● EXERCISE MATERIALS:
PR #364, opened 2024-06-04
fix: Fix various tests caused by cases byte size validation not handled properly

rmccorm4:
#### What does the PR do?

- Recent byte size validation checks were failing the L0_http HttpTest.test_byte unit test which sends a raw binary tensor.
- Recent input byte size validation checks are segfaulting for the CUDA Shared Memory case because it assumes it is in CPU memory and dereferences an invalid pointer.
- Currently, L0_trt_shape_tensor and L0_trt_reformat_free tests are failing because TensorRT infer requests should not check byte size.

The raw binary tensor in the failing test case consists of two memory chunks by the time it gets validated:
1. The size of the bytes element
2. The bytes element

This PR makes some generic refactoring to try to handle any series of buffers, where each element is not guaranteed to fit within a single buffer, and each buffer is not guaranteed to contain a single element. Also it skips byte size validation if input memory type is GPU or input platform is TensorRT.

#### Caveats: 

1. GPU buffers are currently skipped, as they may need some special handling to be dereferenced/checked compared to CPU buffers in the existing code. This will likely cause the element count checks to fail as well.
2. TensorRT inputs are currently skipped, as format-free IO tensors require communication with the backend to determine the byte size.
3. A check is made that the 4-byte `byte_size` indicator for a given element is contained within a single buffer, and is not split across buffers. If a byte_size is split across buffers, then an error is returned. This was just easier to implement, open to suggestions if anyone has a slick solution. Technically the buffer APIs should support doing this, but I assume it is unlikely to be done. Example of this currently unsupported case: 
    - `buffer1=[<size1><element1><size2_partial>]`
    - `buffer2=[<size2_partial><element2>...]`
    - `<size2_partial>` is split across buffers, and is currently rejected.

#### Open Items

- [ ] Verify test plan passes in CI
- [ ] Decide what to do about GPU tensors - probably need to handle them
- [ ] Decide what to do about TensorRT, e.g. shape tensors and reformat-free I/O tensors.

#### Checklist
- [X] PR title reflects the change and is of format `<commit_type>: <Title>`
- [X] Changes are described in the pull request.
- [X] Verified copyright is correct on all changed files.
- [X] All template sections are filled out.

#### Commit Type:
- [ ] build
- [ ] ci
- [ ] docs
- [ ] feat
- [x] fix
- [ ] perf
- [ ] refactor
- [ ] revert
- [ ] style
- [ ] test

#### Related PRs:
https://github.com/triton-inference-server/server/pull/7326

N/A

#### Test plan:
- L0_http
- L0_input_validation
- L0_infer_cudashm
- L0_sequence_batcher_cudashm
- L0_backend_output_detail
- L0_request_cancellation
- L0_trt_reformat_free
- L0_trt_shape_tensors
- Nightly pipeline

CI Pipeline ID: 15635924

#### Background
None

None

### DIFF
--- a/src/infer_request.cc
+++ b/src/infer_request.cc
@@ -1203,10 +1203,10 @@ InferenceRequest::Normalize()
               triton::common::GetByteSize(data_type, input_dims);
         }
 
-        bool byte_size_valid =
+        bool byte_size_invalid =
             (byte_size > INT_MAX) ||
             (static_cast<int64_t>(byte_size) != expected_byte_size);
-        if (!skip_byte_size_check && byte_size_valid) {
+        if (!skip_byte_size_check && byte_size_invalid) {
           return Status(
               Status::Code::INVALID_ARG,
               LogRequest() + "input byte size mismatch for input '" + input_id +
--- a/src/infer_request.cc
+++ b/src/infer_request.cc
@@ -1301,6 +1301,13 @@ InferenceRequest::ValidateBytesInputs(
           &buffer_memory_type, &buffer_memory_id));
       *expected_byte_size += remaining_buffer_size;
 
+      if (buffer_idx > buffer_count) {
+        return Status(
+            Status::Code::INVALID_ARG,
+            LogRequest() +
+                "element strings exceed the end of the last buffer.");
+      }
+
       // FIXME: Skip GPU buffers for now, return an expected_byte_size of -1 as
       // a signal to skip validation.
       if (buffer_memory_type == TRITONSERVER_MEMORY_GPU) {
@@ -1318,7 +1325,7 @@ InferenceRequest::ValidateBytesInputs(
         return Status(
             Status::Code::INVALID_ARG,
             LogRequest() +
-                "Element byte size indicator exceeds the end of the buffer.");
+                "element byte size indicator exceeds the end of the buffer.");
       }
 
       // Start the next element and reset the remaining element size.
@@ -1349,8 +1356,8 @@ InferenceRequest::ValidateBytesInputs(
   if (buffer_idx != buffer_count) {
     return Status(
         Status::Code::INVALID_ARG,
-        LogRequest() + "expected to process " + std::to_string(buffer_count) +
-            " buffers for inference input '" + input_id + "', only processed " +
+        LogRequest() + "expected " + std::to_string(buffer_count) +
+            " buffers for inference input '" + input_id + "', got " +
             std::to_string(buffer_idx));
   }
 
@@ -1359,7 +1366,7 @@ InferenceRequest::ValidateBytesInputs(
     return Status(
         Status::Code::INVALID_ARG,
         LogRequest() + "expected " + std::to_string(element_count) +
-            " strings for inference input '" + input_id + "', got " +
+            " string elements for inference input '" + input_id + "', got " +
             std::to_string(element_idx));
   }
 
--- a/src/infer_request.cc
+++ b/src/infer_request.cc
@@ -1186,6 +1186,11 @@ InferenceRequest::Normalize()
       if (data_type == inference::DataType::TYPE_STRING) {
         RETURN_IF_ERROR(
             ValidateBytesInputs(input_id, input, &expected_byte_size));
+        // FIXME: -1 is used as a signal to skip total byte size validation for
+        // unhandled cases in ValidateBytesInputs.
+        if (expected_byte_size == -1) {
+          return Status::Success;
+        }
       } else {
         expected_byte_size = triton::common::GetByteSize(data_type, input_dims);
       }
@@ -1294,13 +1299,15 @@ InferenceRequest::ValidateBytesInputs(
           &buffer_memory_id);
       *expected_byte_size += remaining_buffer_size;
 
-      // FIXME: Handle GPU buffers
+      // FIXME: Skip GPU buffers for now, return an expected_byte_size of -1 as
+      // a signal to skip validation.
       if (buffer_memory_type == TRITONSERVER_MEMORY_GPU) {
-        LOG_WARNING << "Validation of GPU byte size buffers is not implemented "
-                       "yet, skipping to the next buffer.";
-        buffer = nullptr;
-        remaining_buffer_size = 0;
-        continue;
+        LOG_WARNING << LogRequest()
+                    << "Validation of GPU byte size buffers is not implemented "
+                       "yet, skipping validation for input: "
+                    << input_id;
+        *expected_byte_size = -1;
+        return Status::Success;
       }
     }
 
@@ -1349,8 +1356,6 @@ InferenceRequest::ValidateBytesInputs(
             std::to_string(buffer_idx));
   }
 
-  // FIXME: If the input contains GPU buffers that get skipped, the element
-  //        count will likely not match expectations.
   // Validate the number of processed elements exactly match expectations.
   if (element_idx != element_count) {
     return Status(
--- a/src/infer_request.cc
+++ b/src/infer_request.cc
@@ -1176,10 +1176,7 @@ InferenceRequest::Normalize()
     // Note: Since we're using normalized input.ShapeWithBatchDim() here,
     // make sure that all the normalization is before the check.
     {
-      const size_t& byte_size = input.Data()->TotalByteSize();
       const auto& data_type = input.DType();
-      const auto& input_dims = input.ShapeWithBatchDim();
-      int64_t expected_byte_size = INT_MAX;
 
       // FIXME: Skip byte size validation for TensorRT backend because it breaks
       // shape-size assumption. See DLIS-6805 for proper fix for TRT backend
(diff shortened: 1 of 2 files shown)


src/infer_request.cc
```diff
@@ -1186,6 +1186,11 @@ InferenceRequest::Normalize()
       if (data_type == inference::DataType::TYPE_STRING) {
         RETURN_IF_ERROR(
             ValidateBytesInputs(input_id, input, &expected_byte_size));
+        // FIXME: -1 is used as a signal to skip total byte size validation for
+        // unhandled cases in ValidateBytesInputs.
+        if (expected_byte_size == -1) {
+          return Status::Success;
```
yinggeh, line 1192: I don't think we should return immediately incase more checks are appended to this function.

rmccorm4: Open to changes on the GPU portions if you've already been looking into it. The early return can be changed if new checks are added or if we add support for checking the GPU buffers. 

The early return here is temporary to avoid failing the total element count validation at the end if we skip elements in gpu buffers.

yinggeh: My concern is someone started appending new sections without looking backwards. You can change to
```
bool skip_byte_size_check = (expected_byte_size == -1);

if (!skip_byte_size_check &&
    ((byte_size > INT_MAX) || (static_cast<int64_t>(byte_size) != expected_byte_size))) {
```

yinggeh, line 1192: I don't think we should return immediately incase more checks are appended to this function.
My concern is someone will add new lines without looking backwards. You should consider
```
bool skip_byte_size_check = (expected_byte_size == -1);

if (!skip_byte_size_check &&
    ((byte_size > INT_MAX) || (static_cast<int64_t>(byte_size) != expected_byte_size))) {
```

src/infer_request.cc
```diff
@@ -1269,47 +1274,89 @@ InferenceRequest::ValidateBytesInputs(
...
+          buffer_idx++, &remaining_buffer_size, &buffer_memory_type,
+          &buffer_memory_id);
+      *expected_byte_size += remaining_buffer_size;
+
+      // FIXME: Skip GPU buffers for now, return an expected_byte_size of -1 as
+      // a signal to skip validation.
+      if (buffer_memory_type == TRITONSERVER_MEMORY_GPU) {
+        LOG_WARNING << LogRequest()
+                    << "Validation of GPU byte size buffers is not implemented "
+                       "yet, skipping validation for input: "
```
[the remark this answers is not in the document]
rmccorm4: I can update the message, it's probably best-effort on a per backend basis rather than strictly validated.

Were you working on updating the GPU buffer validation in core? What was your latest status regarding that? Feel free to slack.

src/infer_request.cc
GuanLuo: Agree that you should not return early on "success". And further more, I think you should reorder the code here because `ValidateBytesInputs()` already does "total byte size validation":
```
if (byte_data_type) {
  RETURN_IF_ERROR(ValidateBytesInputs(...));
}
else { // non_byte_data
  // line 1179-1185
  // line 1195
  // line 1197-1205
}
```

src/infer_request.cc
```diff
@@ -1269,47 +1274,89 @@ InferenceRequest::ValidateBytesInputs(
...
+  size_t buffer_idx = 0;
+  const size_t buffer_count = input.Data()->BufferCount();
+
+  const char* buffer = nullptr;
+  size_t remaining_buffer_size = 0;
+  TRITONSERVER_MemoryType buffer_memory_type;
+  int64_t buffer_memory_id;
+
+  // Validate elements until all buffers have been fully processed.
+  while (remaining_buffer_size || buffer_idx < buffer_count) {
```
GuanLuo, line 1293: Why not like below to keep variables in scope
```
for (buf : buffers) {
  buffer_size = ...;
  for (checked_size = 0; checked_size < buffer_size) {
    ..
  }
}
```

src/infer_request.cc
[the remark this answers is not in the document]
yinggeh: Slacked you.

src/infer_request.cc
yinggeh: I also just realized that all these checks are inside of a for loop, so you probably intended to`continue` instead of `return` (neither was a good idea). It's prone to make mistakes which makes me feel like to refactor such a long function `Normalize`.

yinggeh: > Agree that you should not return early on "success". And further more, I think you should reorder the code here because `ValidateBytesInputs()` already does "total byte size validation":
> 
> ```
> if (byte_data_type) {
>   RETURN_IF_ERROR(ValidateBytesInputs(...));
> }
> else { // non_byte_data
>   // line 1179-1185
>   // line 1195
>   // line 1197-1205
> }
> ```

`ValidateBytesInputs` asserts all buffers and all strings are visited. It doesn't check the size of the last string imo. I still think it's a good idea to compare expected_byte_size at one place regardless of input data type.

src/infer_request.cc
```diff
@@ -1269,47 +1274,89 @@ InferenceRequest::ValidateBytesInputs(
...
       element_idx++;
+
+      // Advance pointer and remainder by the indicator size.
+      buffer += kElementSizeIndicator;
+      remaining_buffer_size -= kElementSizeIndicator;
+    }
+
+    // If the remaining buffer fits it: consume the rest of the element, proceed
+    // to the next element.
+    if (remaining_buffer_size >= remaining_element_size) {
```
yinggeh, line 1335: Please revisit the logic in this case. I think it will cause segfault/infinite loop if `remaining_buffer_size == remaining_element_size`.

rmccorm4:
Re-assigning to @yinggeh as this involves a lot of refactoring to the original validation logic feature he wrote and it seems like he has some ideas for further refactoring.

src/infer_request.cc
```diff
@@ -1180,30 +1180,40 @@ InferenceRequest::Normalize()
...
-        return Status(
-            Status::Code::INVALID_ARG,
-            LogRequest() + "input byte size mismatch for input '" + input_id +
-                "' for model '" + ModelName() + "'. Expected " +
-                std::to_string(expected_byte_size) + ", got " +
-                std::to_string(byte_size));
+        bool byte_size_valid =
+            (byte_size > INT_MAX) ||
+            (static_cast<int64_t>(byte_size) != expected_byte_size);
+        if (!skip_byte_size_check && byte_size_valid) {
```
rmccorm4, line 1209: This was my mistake, but let's rename `byte_size_valid` to `byte_size_invalid` or similar.

src/infer_request.cc
GuanLuo: Let me know if there is misalignment in my understanding:

"total byte size" in this function scope is `byte_size` which is set to `input.Data()->TotalByteSize()`.

In `ValidateBytesInputs()`, it iterates all elements in the data to get the actual byte size used in execution, and compare it against the buffer boundary (using buffer count and buffer byte size). Isn't the buffer boundary the reflection of `TotalByteSize()`? If iteration exactly ends at buffer boundary, then it implies the `expected size == got size`

src/infer_request.cc
```diff
@@ -1281,31 +1293,34 @@ InferenceRequest::ValidateBytesInputs(
...
       // Reset remaining buffer size and pointers for next buffer.
-      buffer = input.Data()->BufferAt(
-          buffer_idx++, &remaining_buffer_size, &buffer_memory_type,
-          &buffer_memory_id);
+      RETURN_IF_ERROR(input.DataBuffer(
+          buffer_next_idx++, (const void**)(&buffer), &remaining_buffer_size,
+          &buffer_memory_type, &buffer_memory_id));
       *expected_byte_size += remaining_buffer_size;
 
+      if (buffer_next_idx > buffer_count) {
```
GuanLuo, line 1314: Isn't this already checked by the while loop conditional? The largest value of `buffer_next_idx` at the beginning of the loop will be `buffer_count-1`, after line 1310 will be `buffer_count` and this line will never be true.

src/infer_request.cc
```diff
@@ -1180,28 +1180,40 @@ InferenceRequest::Normalize()
...
-        // unhandled cases in ValidateBytesInputs.
-        if (expected_byte_size == -1) {
-          return Status::Success;
+
+      // Skip byte size validation for TensorRT backend because it breaks
+      // shape-size assumption
+      bool skip_byte_size_check = false;
+      constexpr char trt_prefix[] = "tensorrt_";
+      const std::string& platform = model_raw_->Config().platform();
+      skip_byte_size_check |= (platform.rfind(trt_prefix) == 0);
```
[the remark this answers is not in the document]
rmccorm4: Yes this is a WAR to avoid breaking existing TRT reformat_free features. Shape tensors can be explicitly checked, but reformat_free is not as easy to check without some communication with the backend or something. We wanted to unblock Sai who is working on other TRT features and avoid noise in failing TRT tests until we have a proper fix for this.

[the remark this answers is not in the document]
GuanLuo: Can you or Yingge add some tracking info here if it will be addressed later?

src/infer_request.cc
yinggeh: `buffer_next_idx > buffer_count` statement is true if `remaining_buffer_size>0` and `buffer_next_idx == buffer_count` at the top while loop condition check. This happens when the last string element content is in the last two buffers but the second buffer somehow does not exist.

src/infer_request.cc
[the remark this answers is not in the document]
yinggeh: Adding TODOs?

src/infer_request.cc
yinggeh: If iteration exactly ends at buffer boundary, it only means the number of bytes matches `kElementSizeIndicator`.

src/infer_request.cc
GuanLuo: >This happens when the last string element content is in the last two buffers but the second buffer somehow does not exist.

Can you point me to the test case that illustrate this edge case? I can't see why the 2nd buffer will not exist while input data says it contains 2 buffer.

> if `remaining_buffer_size>0` and `buffer_next_idx == buffer_count`
if `remaining_buffer_size>0`, then line 1307 `if (!remaining_buffer_size)` is false and won't hit this line.

src/infer_request.cc
GuanLuo: "Iteration ends" refer to the point after checking all the elements, does that make sense?

src/infer_request.cc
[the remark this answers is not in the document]
GuanLuo: Add ticket number here and add comment in the ticket itself to revert / address this change as part of definition of done

GuanLuo (commented):
See new comments in opened discussion.

src/infer_request.cc
yinggeh: You are right. This check is redundent.

src/infer_request.cc
yinggeh: Gotcha. Here `byte_size` is comparing to itself (expected_byte_size) which is redundant.

yinggeh: Dumb question: Is `input.Data()->TotalByteSize()` guarenteed to be accurate? I can see this check is useful when there is a size mismatch between `byte_size` and bytes get read from all buffers.

yinggeh:
> Please update the description with the latest information and pipeline ID, I need to see the test status

I believe I have updated with the latest info and pipeline ID. Is there anything particular you think is missing?

src/infer_request.cc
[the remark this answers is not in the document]
rmccorm4: Looks like ticket numbers, details, and follow-ups were added - resolving

rmccorm4 (commented):
I can't approve this PR because I originally opened it, but I am verbally approving this if all the affected CI tests in the test plan description are passing.

I added a follow-up ticket DLIS-6833 to address some of the logical refactoring brought up by Guan after code freeze.

GuanLuo (approved):

src/infer_request.cc
GuanLuo: >Is input.Data()->TotalByteSize() guaranteed to be correct?

This function should return the total size of the buffers.

> mismatch between `byte_size` and bytes get read from all buffers

From the current implementation they are the same thing, right? I think the comparison should be between buffer byte size (from `TotalByteSize()`) and byte size computed from other sources (i.e. shape * data byte size for non-byte tensor, and iterating elements for byte tensor).

yinggeh:
Please also review related server PR github.com/triton-inference-server/server/pull/7326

● EXERCISE INSTRUCTIONS: Each line from the top of the records through the one with "- Recent byte" should be returned exactly. Leave out everything else.

● TASK OUTPUT:
PR #364, opened 2024-06-04
fix: Fix various tests caused by cases byte size validation not handled properly

rmccorm4:
#### What does the PR do?

- Recent byte size validation checks were failing the L0_http HttpTest.test_byte unit test which sends a raw binary tensor.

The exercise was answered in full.